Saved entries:
=== Section Start ===

PR #1438, opened 2024-06-10
Don't trim mailto: prefix when converting a Uri into a string

### LINKED ISSUE #1436: Converting Uri to Url string
I have a use-case where I need to convert lychee's `Uri` into a string. In this use-case I send the converted string to some web-browser and would like to simply use `new Url(stringConvertedFromLycheesUri)`. So I'd like to get a string which is a valid `Url` which I would expect to be simple since the `Uri` struct just wraps a `Url`.

However, the implementation currently looks as follows:

```rust
impl Uri {
    /// Returns the string representation of the `Uri`.
    ///
    /// If it's an email address, returns the string with scheme stripped.
    /// Otherwise returns the string as-is.
    #[inline]
    #[must_use]
    pub fn as_str(&self) -> &str {
        self.url.as_ref().trim_start_matches("mailto:")
    }
}
```

This implementation is then also used for `AsRef<str>` and `Display`.
So in my use-case I need to do the following to get a back a valid URL string:

```rust
match uri.scheme() {
    "mailto" => format!("mailto:{}", uri.as_str()),
    _ => uri.to_string(),
}
```

Could we update the implementation so that we have a possibility to get the URL string directly? Maybe this should also be the default behaviour and the `mailto` should only be trimmed in a special method?

thomas-zahner:
Fixes #1436

So actually I think it's never necessary to remove the `mailto:` prefix. @mre tell me if you disagree. I assume that this was done for cosmetic purposes in the CLI output. But I even prefer to keep the scheme in the CLI output since it feels more correct and terminal emulators then detect the address as correct URL so that you can click on it to send a mail to that address using your email application. (noticed in Alacritty)

### DIFF
--- a/lychee-lib/src/types/uri/valid.rs
+++ b/lychee-lib/src/types/uri/valid.rs
@@ -22,13 +22,10 @@ pub struct Uri {
 
 impl Uri {
     /// Returns the string representation of the `Uri`.
-    ///
-    /// If it's an email address, returns the string with scheme stripped.
-    /// Otherwise returns the string as-is.
     #[inline]
     #[must_use]
     pub fn as_str(&self) -> &str {
-        self.url.as_ref().trim_start_matches("mailto:")
+        self.url.as_ref()
     }
 
     #[inline]


mre:
Fine with me. Apologies if this caused any inconvenience.

Issue #1303, opened 2023-11-21
--offline still requires dns configuration


stephen-huan:
Running
```shell
lychee --offline .
```
errors with the message
```text
Error: Failed to create request client

Caused by:
    0: Network error
    1: builder error: error reading DNS system conf: No such file or directory (os error 2)
    2: error reading DNS system conf: No such file or directory (os error 2)
```
if there is no network configuration. Ideally `--offline` would modify the codepath so dns isn't required at all.

My specific use case is a bit contrived, but basically I want to use `lychee` in a [sandboxed environment](https://nixos.org/manual/nix/stable/command-ref/conf-file.html#conf-sandbox) without network. It's still useful to lint that local links are valid as cross-linking can easily get out of date when one is re-organizing their webpage.

If it's too much effort to support such a niche use case I understand, thanks!

roberth:
It's not necessarily about _wireless_ configuration, but requiring an `/etc/resolv.conf` to exist is a problem for me too.

It seems that this problem could be solved in the most general way in https://github.com/seanmonstar/reqwest/issues/2046.

mre:
Thanks for creating the issue and also thanks for providing a swift pull request to upstream. Here's hoping that this will be merged soon.

roberth:
Oh that read like I referenced a PR, but I didn't write one (yet?). I'm not productive in Rust yet, so I figured I'd wait for a response first.

mre:
Oh, sorry, I checked on my phone and it looked like a PR.

As a workaround, can you try to create a dummy `/etc/resolv.conf`?
Something like

```
nameserver 8.8.8.8
nameserver 8.8.4.4
```

mre:
@roberth, any update on this? The upstream issue on `reqwest` didn't seem to get much traction. Did you try the workaround above by any chance?

mre:
So looking at the upstream issue, it seems like we can pass our own resolver in that case.
We could define our own dummy resolver, similar to 
https://github.com/seanmonstar/reqwest/blob/e639bdc1264c266a84dae3bae3193e07cae6861b/src/dns/gai.rs#L9
and use that when `--offline` is set. 
If someone wants to give this a shot, please add a comment or create a PR.

mre:
Oh, okay. Thanks for the update. 

Invalid configs should definitely not be silently ignored. Perhaps we should switch to https://github.com/bnjjj/twelf
We used it for another project, and it worked quite fine.

roberth:
[...]

PR #1448, opened 2024-06-16
README: Add Nixpkgs to Installation

roberth:
Hi again :wave:

This adds the new `testers.lycheeLinkCheck` to the Installation section, as a follow-up to the conversation with @mre starting at https://github.com/lycheeverse/lychee/issues/1303#issuecomment-2016857155.

I think it's brief enough to fit the Installation section, and with infrastructure as code, putting something in file is the act of installing something, so I think it makes sense to put it here despite not being a shell command.

The text itself is sufficient to get users familiar with Nix started, and the links provide more details.

I can change it up if we need to, but here's the ~first~ second version, [rendered](https://github.com/roberth/lychee/blob/e25ef83/README.md#nixos).

### DIFF
--- a/README.md
+++ b/README.md
@@ -65,7 +65,8 @@ nix-env -iA nixos.lychee
 
 - [`lychee` package](https://search.nixos.org/packages?show=lychee&query=lychee) for configurations, Nix shells, etc.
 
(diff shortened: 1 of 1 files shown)


mre:
Sounds good. Thanks!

=== Section End ===

| Problem description |
Write the entries out a second time. Match them exactly.

| Solved problem |
PR #1438, opened 2024-06-10
Don't trim mailto: prefix when converting a Uri into a string

### LINKED ISSUE #1436: Converting Uri to Url string
I have a use-case where I need to convert lychee's `Uri` into a string. In this use-case I send the converted string to some web-browser and would like to simply use `new Url(stringConvertedFromLycheesUri)`. So I'd like to get a string which is a valid `Url` which I would expect to be simple since the `Uri` struct just wraps a `Url`.

However, the implementation currently looks as follows:

```rust
impl Uri {
    /// Returns the string representation of the `Uri`.
    ///
    /// If it's an email address, returns the string with scheme stripped.
    /// Otherwise returns the string as-is.
    #[inline]
    #[must_use]
    pub fn as_str(&self) -> &str {
        self.url.as_ref().trim_start_matches("mailto:")
    }
}
```

This implementation is then also used for `AsRef<str>` and `Display`.
So in my use-case I need to do the following to get a back a valid URL string:

```rust
match uri.scheme() {
    "mailto" => format!("mailto:{}", uri.as_str()),
    _ => uri.to_string(),
}
```

Could we update the implementation so that we have a possibility to get the URL string directly? Maybe this should also be the default behaviour and the `mailto` should only be trimmed in a special method?

thomas-zahner:
Fixes #1436

So actually I think it's never necessary to remove the `mailto:` prefix. @mre tell me if you disagree. I assume that this was done for cosmetic purposes in the CLI output. But I even prefer to keep the scheme in the CLI output since it feels more correct and terminal emulators then detect the address as correct URL so that you can click on it to send a mail to that address using your email application. (noticed in Alacritty)

### DIFF
--- a/lychee-lib/src/types/uri/valid.rs
+++ b/lychee-lib/src/types/uri/valid.rs
@@ -22,13 +22,10 @@ pub struct Uri {
 
 impl Uri {
     /// Returns the string representation of the `Uri`.
-    ///
-    /// If it's an email address, returns the string with scheme stripped.
-    /// Otherwise returns the string as-is.
     #[inline]
     #[must_use]
     pub fn as_str(&self) -> &str {
-        self.url.as_ref().trim_start_matches("mailto:")
+        self.url.as_ref()
     }
 
     #[inline]


mre:
Fine with me. Apologies if this caused any inconvenience.

Issue #1303, opened 2023-11-21
--offline still requires dns configuration


stephen-huan:
Running
```shell
lychee --offline .
```
errors with the message
```text
Error: Failed to create request client

Caused by:
    0: Network error
    1: builder error: error reading DNS system conf: No such file or directory (os error 2)
    2: error reading DNS system conf: No such file or directory (os error 2)
```
if there is no network configuration. Ideally `--offline` would modify the codepath so dns isn't required at all.

My specific use case is a bit contrived, but basically I want to use `lychee` in a [sandboxed environment](https://nixos.org/manual/nix/stable/command-ref/conf-file.html#conf-sandbox) without network. It's still useful to lint that local links are valid as cross-linking can easily get out of date when one is re-organizing their webpage.

If it's too much effort to support such a niche use case I understand, thanks!

roberth:
It's not necessarily about _wireless_ configuration, but requiring an `/etc/resolv.conf` to exist is a problem for me too.

It seems that this problem could be solved in the most general way in https://github.com/seanmonstar/reqwest/issues/2046.

mre:
Thanks for creating the issue and also thanks for providing a swift pull request to upstream. Here's hoping that this will be merged soon.

roberth:
Oh that read like I referenced a PR, but I didn't write one (yet?). I'm not productive in Rust yet, so I figured I'd wait for a response first.

mre:
Oh, sorry, I checked on my phone and it looked like a PR.

As a workaround, can you try to create a dummy `/etc/resolv.conf`?
Something like

```
nameserver 8.8.8.8
nameserver 8.8.4.4
```

mre:
@roberth, any update on this? The upstream issue on `reqwest` didn't seem to get much traction. Did you try the workaround above by any chance?

mre:
So looking at the upstream issue, it seems like we can pass our own resolver in that case.
We could define our own dummy resolver, similar to 
https://github.com/seanmonstar/reqwest/blob/e639bdc1264c266a84dae3bae3193e07cae6861b/src/dns/gai.rs#L9
and use that when `--offline` is set. 
If someone wants to give this a shot, please add a comment or create a PR.

mre:
Oh, okay. Thanks for the update. 

Invalid configs should definitely not be silently ignored. Perhaps we should switch to https://github.com/bnjjj/twelf
We used it for another project, and it worked quite fine.

roberth:
[...]

PR #1448, opened 2024-06-16
README: Add Nixpkgs to Installation

roberth:
Hi again :wave:

This adds the new `testers.lycheeLinkCheck` to the Installation section, as a follow-up to the conversation with @mre starting at https://github.com/lycheeverse/lychee/issues/1303#issuecomment-2016857155.

I think it's brief enough to fit the Installation section, and with infrastructure as code, putting something in file is the act of installing something, so I think it makes sense to put it here despite not being a shell command.

The text itself is sufficient to get users familiar with Nix started, and the links provide more details.

I can change it up if we need to, but here's the ~first~ second version, [rendered](https://github.com/roberth/lychee/blob/e25ef83/README.md#nixos).

### DIFF
--- a/README.md
+++ b/README.md
@@ -65,7 +65,8 @@ nix-env -iA nixos.lychee
 
 - [`lychee` package](https://search.nixos.org/packages?show=lychee&query=lychee) for configurations, Nix shells, etc.
 
(diff shortened: 1 of 1 files shown)


mre:
Sounds good. Thanks!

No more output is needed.